Lines from the top of the listing down to the one with "return a value.", inclusive, are to be copied exactly.
--- START ---
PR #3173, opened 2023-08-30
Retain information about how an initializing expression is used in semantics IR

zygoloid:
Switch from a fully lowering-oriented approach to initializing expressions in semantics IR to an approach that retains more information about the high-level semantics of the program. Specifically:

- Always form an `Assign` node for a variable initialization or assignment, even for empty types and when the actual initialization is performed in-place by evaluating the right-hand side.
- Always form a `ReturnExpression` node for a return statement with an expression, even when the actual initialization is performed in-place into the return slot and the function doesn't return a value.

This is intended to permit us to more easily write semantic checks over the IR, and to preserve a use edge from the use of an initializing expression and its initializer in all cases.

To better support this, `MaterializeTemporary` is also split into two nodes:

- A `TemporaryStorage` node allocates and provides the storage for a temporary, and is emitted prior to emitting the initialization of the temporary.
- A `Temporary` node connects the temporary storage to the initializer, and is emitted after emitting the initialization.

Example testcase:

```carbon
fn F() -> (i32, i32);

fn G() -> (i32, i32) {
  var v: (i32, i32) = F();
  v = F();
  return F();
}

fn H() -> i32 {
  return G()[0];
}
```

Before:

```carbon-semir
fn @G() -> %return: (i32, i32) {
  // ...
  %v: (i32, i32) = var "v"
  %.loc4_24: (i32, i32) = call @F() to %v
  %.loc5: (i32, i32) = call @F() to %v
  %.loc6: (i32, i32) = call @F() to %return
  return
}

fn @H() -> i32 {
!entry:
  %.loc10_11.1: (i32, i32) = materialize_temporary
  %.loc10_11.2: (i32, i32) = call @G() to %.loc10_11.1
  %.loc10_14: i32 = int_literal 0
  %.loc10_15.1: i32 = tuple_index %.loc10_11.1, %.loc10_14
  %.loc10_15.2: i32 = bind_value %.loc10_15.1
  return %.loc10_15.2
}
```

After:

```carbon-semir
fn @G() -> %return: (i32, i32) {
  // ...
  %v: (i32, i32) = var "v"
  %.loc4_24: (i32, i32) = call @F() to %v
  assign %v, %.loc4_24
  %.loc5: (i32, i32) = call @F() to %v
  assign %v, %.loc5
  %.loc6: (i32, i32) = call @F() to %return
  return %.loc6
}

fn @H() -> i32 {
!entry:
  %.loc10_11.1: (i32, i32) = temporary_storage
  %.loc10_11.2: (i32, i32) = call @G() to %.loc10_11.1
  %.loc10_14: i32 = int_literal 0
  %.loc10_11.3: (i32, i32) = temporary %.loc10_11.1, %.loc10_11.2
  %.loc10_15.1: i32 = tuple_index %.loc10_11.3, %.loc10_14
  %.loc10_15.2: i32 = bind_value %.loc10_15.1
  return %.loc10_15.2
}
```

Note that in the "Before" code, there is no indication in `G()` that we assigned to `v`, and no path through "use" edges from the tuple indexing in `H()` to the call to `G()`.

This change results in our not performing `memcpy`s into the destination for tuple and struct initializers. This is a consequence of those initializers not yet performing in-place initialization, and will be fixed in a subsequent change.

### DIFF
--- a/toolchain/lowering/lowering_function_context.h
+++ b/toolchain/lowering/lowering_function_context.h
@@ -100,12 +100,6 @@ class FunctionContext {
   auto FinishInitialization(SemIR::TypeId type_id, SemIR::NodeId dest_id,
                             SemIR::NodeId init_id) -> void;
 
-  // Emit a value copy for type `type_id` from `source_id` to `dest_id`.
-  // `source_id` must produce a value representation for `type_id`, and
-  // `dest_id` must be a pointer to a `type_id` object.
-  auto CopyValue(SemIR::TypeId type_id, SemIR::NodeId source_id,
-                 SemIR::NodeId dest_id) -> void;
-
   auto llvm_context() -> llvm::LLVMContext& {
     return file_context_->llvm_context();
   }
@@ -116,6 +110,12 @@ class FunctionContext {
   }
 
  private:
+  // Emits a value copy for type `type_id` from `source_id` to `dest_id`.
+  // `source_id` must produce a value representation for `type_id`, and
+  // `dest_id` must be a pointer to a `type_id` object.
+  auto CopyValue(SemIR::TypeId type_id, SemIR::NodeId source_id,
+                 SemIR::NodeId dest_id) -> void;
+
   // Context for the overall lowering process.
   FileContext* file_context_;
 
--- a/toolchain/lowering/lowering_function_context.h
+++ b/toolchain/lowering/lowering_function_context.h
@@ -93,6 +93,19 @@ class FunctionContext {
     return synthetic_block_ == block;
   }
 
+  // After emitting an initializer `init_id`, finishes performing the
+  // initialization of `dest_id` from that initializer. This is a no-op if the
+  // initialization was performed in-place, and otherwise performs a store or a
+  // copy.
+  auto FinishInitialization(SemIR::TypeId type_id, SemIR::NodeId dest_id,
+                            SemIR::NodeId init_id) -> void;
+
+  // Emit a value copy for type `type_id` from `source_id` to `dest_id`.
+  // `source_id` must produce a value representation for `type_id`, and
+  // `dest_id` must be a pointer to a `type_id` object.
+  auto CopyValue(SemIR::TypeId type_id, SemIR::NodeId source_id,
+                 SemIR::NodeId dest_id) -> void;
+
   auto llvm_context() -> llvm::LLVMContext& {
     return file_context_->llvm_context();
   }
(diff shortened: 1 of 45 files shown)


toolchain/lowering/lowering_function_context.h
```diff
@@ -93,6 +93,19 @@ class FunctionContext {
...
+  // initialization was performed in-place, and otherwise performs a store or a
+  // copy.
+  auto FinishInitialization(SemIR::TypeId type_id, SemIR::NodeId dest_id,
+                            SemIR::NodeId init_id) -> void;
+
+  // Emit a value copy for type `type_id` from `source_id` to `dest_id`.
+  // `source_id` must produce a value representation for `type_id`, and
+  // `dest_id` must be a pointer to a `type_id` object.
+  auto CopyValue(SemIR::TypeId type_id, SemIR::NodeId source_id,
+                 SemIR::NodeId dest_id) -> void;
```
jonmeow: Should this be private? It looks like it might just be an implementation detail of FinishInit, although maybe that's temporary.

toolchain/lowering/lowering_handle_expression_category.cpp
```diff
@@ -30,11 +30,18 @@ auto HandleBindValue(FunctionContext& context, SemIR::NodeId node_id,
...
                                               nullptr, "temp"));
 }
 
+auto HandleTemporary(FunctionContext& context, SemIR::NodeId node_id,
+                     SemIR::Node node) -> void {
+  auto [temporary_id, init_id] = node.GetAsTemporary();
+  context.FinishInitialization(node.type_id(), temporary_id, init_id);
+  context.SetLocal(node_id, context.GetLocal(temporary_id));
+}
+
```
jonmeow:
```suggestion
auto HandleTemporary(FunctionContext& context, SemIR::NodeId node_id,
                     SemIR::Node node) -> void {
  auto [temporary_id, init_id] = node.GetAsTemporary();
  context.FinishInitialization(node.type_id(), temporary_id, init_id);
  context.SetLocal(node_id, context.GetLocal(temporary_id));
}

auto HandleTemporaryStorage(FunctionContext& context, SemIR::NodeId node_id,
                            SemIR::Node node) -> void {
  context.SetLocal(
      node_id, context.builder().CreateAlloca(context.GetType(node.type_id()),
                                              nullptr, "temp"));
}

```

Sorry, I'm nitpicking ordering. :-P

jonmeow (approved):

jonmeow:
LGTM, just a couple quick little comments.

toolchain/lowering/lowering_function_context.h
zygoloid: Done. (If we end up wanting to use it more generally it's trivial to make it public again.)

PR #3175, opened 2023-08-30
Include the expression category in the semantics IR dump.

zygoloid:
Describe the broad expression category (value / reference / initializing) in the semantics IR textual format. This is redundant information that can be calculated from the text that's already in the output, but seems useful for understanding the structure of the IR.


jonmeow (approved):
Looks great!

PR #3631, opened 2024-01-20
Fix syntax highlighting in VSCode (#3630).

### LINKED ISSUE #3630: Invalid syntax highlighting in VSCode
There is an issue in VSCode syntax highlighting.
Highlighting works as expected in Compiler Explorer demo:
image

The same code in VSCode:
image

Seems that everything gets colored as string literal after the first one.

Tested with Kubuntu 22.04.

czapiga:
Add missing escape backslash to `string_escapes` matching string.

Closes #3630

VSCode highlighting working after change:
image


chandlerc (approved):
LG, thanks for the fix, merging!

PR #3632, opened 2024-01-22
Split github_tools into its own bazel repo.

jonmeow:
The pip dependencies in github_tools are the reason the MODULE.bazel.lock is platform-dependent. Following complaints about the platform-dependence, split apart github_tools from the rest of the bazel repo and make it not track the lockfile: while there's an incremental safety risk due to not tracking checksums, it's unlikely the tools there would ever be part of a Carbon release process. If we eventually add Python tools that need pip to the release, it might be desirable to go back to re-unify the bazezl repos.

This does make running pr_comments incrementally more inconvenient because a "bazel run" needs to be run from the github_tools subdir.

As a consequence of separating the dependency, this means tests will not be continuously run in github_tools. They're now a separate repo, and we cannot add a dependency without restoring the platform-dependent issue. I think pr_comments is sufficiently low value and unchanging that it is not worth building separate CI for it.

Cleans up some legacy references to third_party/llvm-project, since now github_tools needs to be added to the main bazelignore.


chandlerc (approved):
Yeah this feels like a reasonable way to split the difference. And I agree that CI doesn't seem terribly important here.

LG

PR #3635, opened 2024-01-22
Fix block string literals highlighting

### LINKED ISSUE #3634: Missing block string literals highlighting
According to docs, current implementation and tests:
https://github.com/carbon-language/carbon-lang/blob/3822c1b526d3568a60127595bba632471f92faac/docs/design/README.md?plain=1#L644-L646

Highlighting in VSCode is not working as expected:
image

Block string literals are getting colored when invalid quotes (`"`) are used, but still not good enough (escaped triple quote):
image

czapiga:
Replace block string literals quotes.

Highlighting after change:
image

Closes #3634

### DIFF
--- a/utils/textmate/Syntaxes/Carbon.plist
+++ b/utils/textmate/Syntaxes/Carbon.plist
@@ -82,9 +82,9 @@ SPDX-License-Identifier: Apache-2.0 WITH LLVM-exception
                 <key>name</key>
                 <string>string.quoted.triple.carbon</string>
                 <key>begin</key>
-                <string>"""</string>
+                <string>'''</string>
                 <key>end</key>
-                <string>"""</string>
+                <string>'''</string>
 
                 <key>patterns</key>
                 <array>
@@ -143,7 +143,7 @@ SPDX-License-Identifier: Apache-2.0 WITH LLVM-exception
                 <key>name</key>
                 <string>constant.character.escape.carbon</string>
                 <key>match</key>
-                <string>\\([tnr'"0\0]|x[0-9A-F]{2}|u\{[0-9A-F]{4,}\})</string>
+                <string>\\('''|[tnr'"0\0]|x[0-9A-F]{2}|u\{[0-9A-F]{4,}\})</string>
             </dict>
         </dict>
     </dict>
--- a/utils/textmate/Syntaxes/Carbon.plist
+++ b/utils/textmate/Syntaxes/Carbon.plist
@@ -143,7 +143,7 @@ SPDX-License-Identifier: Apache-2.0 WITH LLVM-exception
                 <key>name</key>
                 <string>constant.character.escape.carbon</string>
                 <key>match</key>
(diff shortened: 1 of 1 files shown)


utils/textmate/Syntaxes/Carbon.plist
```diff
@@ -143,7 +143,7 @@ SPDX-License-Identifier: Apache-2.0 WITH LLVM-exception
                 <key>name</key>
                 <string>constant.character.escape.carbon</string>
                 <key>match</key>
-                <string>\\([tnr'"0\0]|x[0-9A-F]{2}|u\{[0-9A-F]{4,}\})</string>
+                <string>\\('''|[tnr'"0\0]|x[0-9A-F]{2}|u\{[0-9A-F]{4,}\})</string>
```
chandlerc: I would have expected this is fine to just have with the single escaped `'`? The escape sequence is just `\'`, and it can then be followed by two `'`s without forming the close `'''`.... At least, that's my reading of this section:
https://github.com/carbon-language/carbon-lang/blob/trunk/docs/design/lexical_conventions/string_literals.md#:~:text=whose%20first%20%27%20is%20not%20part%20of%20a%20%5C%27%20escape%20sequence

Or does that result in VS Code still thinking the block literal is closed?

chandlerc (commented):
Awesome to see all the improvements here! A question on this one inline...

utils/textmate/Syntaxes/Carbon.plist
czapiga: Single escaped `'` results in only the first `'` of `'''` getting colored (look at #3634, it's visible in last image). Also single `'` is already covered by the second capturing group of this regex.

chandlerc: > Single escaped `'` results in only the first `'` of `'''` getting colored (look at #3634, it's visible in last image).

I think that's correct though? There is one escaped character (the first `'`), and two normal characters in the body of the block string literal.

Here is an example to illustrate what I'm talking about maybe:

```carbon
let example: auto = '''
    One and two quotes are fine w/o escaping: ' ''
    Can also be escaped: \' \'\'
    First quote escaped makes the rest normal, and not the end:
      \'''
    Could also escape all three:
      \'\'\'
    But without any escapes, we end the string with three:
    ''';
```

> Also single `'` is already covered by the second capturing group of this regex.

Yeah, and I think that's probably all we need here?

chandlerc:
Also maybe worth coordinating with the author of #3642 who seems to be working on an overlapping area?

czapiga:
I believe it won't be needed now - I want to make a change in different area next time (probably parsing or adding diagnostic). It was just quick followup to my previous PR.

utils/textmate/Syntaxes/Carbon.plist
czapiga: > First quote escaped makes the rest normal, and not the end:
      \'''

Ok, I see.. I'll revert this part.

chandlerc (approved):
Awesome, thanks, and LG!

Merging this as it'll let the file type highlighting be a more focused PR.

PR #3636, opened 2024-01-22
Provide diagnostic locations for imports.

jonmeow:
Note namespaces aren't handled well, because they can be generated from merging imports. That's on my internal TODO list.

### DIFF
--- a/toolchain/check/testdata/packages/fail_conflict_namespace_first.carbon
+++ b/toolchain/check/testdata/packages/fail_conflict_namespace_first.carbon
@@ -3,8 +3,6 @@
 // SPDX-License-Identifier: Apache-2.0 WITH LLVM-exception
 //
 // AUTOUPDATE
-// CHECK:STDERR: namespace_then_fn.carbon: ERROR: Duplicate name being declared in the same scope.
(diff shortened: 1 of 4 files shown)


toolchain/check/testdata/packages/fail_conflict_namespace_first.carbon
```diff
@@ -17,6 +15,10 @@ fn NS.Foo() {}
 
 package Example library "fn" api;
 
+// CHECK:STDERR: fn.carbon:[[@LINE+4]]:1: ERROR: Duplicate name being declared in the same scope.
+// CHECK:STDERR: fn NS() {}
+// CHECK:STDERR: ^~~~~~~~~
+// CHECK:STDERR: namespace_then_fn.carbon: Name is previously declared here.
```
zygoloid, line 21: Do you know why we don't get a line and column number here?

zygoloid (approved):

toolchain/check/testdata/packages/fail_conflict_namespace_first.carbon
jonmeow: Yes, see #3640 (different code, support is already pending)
--- END ---
▸ **Task output**
PR #3173, opened 2023-08-30
Retain information about how an initializing expression is used in semantics IR

zygoloid:
Switch from a fully lowering-oriented approach to initializing expressions in semantics IR to an approach that retains more information about the high-level semantics of the program. Specifically:

- Always form an `Assign` node for a variable initialization or assignment, even for empty types and when the actual initialization is performed in-place by evaluating the right-hand side.
- Always form a `ReturnExpression` node for a return statement with an expression, even when the actual initialization is performed in-place into the return slot and the function doesn't return a value.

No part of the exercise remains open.